Learning about Data Use in Pay for Success through the HUD-DOJ Demonstration
In this column, Marina Myhre, social science analyst in the Program Evaluation Division of HUD's Office of Policy Development and Research, discusses the report, “Data Use and Challenges in Using Pay for Success to Implement Permanent Supportive Housing: Lessons From the HUD-DOJ Demonstration.”
What is Pay for Success (PFS)?
Pay for Success (PFS) is a mechanism by which the local jurisdictions work with intermediaries to fund interventions intended to create positive outcomes related to a particular issue that a community is facing, such as the cycle of criminal justice and homelessness for a particular population. PFS is an approach where a local jurisdiction pays for outcomes achieved rather than paying directly for the services provided. PFS deals are complicated because they involve multiple actors, such as governments, funders, financial intermediaries, knowledge intermediaries, service providers, and an independent evaluator. Under this structure, private investors, rather than local jurisdictions, pay the upfront costs for the interventions. Then, if the interventions are successful in creating the desired outcomes, the end payor, which is usually the local jurisdiction, pays for the “success.” In the HUD-DOJ Permanent Supportive Housing (PSH) PFS Demonstration, the intervention is permanent supportive housing, and the target group is a population experiencing chronic homelessness who are the highest users of jails, shelters, emergency rooms, and other costly crisis services. In this case, “success” is expected to be measured by reductions in homelessness and recidivism and improved health outcomes.
What are the potential benefits of using a PFS approach to financing a project or program, such as a permanent supportive housing project?
One potential benefit of PFS is that the risk is shifted to the private investor and away from the government. Another benefit is that this structure solves the "wrong pockets" problem, where the entity that pays for the intervention is not the entity that experiences the financial benefits from its success. For instance, a homeless service provider may pay for permanent supportive housing, however, this intervention may result in lower costs for emergency health services, jails, or prisons. So, by preventing recidivism, the homeless service provider is saving money for the ER, jail, or prison. Every entity, including the homeless service provider, has its own budget, and the homeless service provider is not able to recognize the return on investment within its own budget (or the budget of the local jurisdiction’s agency that typically funds homelessness services). Under PFS, rather than one organization worrying about their budget while another experiences costs savings, the overall system and the jurisdiction reap the benefits.
What is the typical structure of a PFS model?
The typical structure is that you have an intermediary, such as a nonprofit, that brings together all of the stakeholders or partners, including the local jurisdiction/government, the service providers, and private funders or foundations. The intermediary conducts a feasibility analysis. If the program is determined to be feasible, the program partners structure the transaction (develop a legal contract) under which the private funders or foundations agree to pay for the costs to implement the specified intervention, and the local jurisdiction or end payor agrees to repay the funders if certain success thresholds are met. After the intervention is implemented, an independent evaluator measures the success of the intervention and determines whether it was successful under the terms of the contract.
What kinds of data are needed to evaluate the success of a PFS program?
Initially, in the feasibility analysis phase of a PFS program, data are needed to help identify the size and scope of the target population and examine possible interventions and service providers that could promote positive outcomes. Data are also needed during this phase to estimate expected outcomes, as well as calculate potential costs and benefits for local jurisdictions that would be making success payments. Then, in the transaction structuring phase, data are needed to further refine the target population, if necessary, and help establish success metrics and performance thresholds for success payments.
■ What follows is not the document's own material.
PR #531, opened 2021-10-12
Feature/hocs 3854 transfer smc to iedet

gardnersam:


src/main/resources/processes/SMC.bpmn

When the program is actually implemented, participating organizations may need data to find clients, track progress on outcomes, and document performance thresholds. Finally, independent evaluators need data in the evaluation phase to measure whether the interventions were successful, as defined by the evaluation metrics outlined in the contract.
What types of challenges have organizations involved in PFS programs faced when attempting to access or use data to measure success?
In order to define and evaluate success, the different agencies that are involved have to be able to collaborate. The participating agencies may also need to collect data from several different systems. If the program requires the use of health data, the agencies must be careful not to violate Health Insurance Portability and Accountability Act (HIPAA) requirements, and with any personal data, the agencies must address data privacy concerns. For example, data sharing between a correctional system, such as a jail or prison at a city, county, or state level, and a health department to look at EMS calls and ER service provision, can be very complicated. These entities are generally not used to working together and linking their data.
Are there any approaches that can mitigate data-related challenges in PFS?
Yes, stakeholder engagement is critical, with stakeholders representing the agencies that own data in the criminal justice, housing and homelessness, and health domains, forming working groups to facilitate access to data. Maintaining active partnerships was critical for data access, negotiating data sharing agreements, and allocating staff time to fulfill the data requests. In one case, the intermediary played the key role in getting stakeholders to work together. In other cases, subgrantees or other project partners from the local jurisdiction were responsible for establishing stakeholder working groups and overcoming data-related challenges.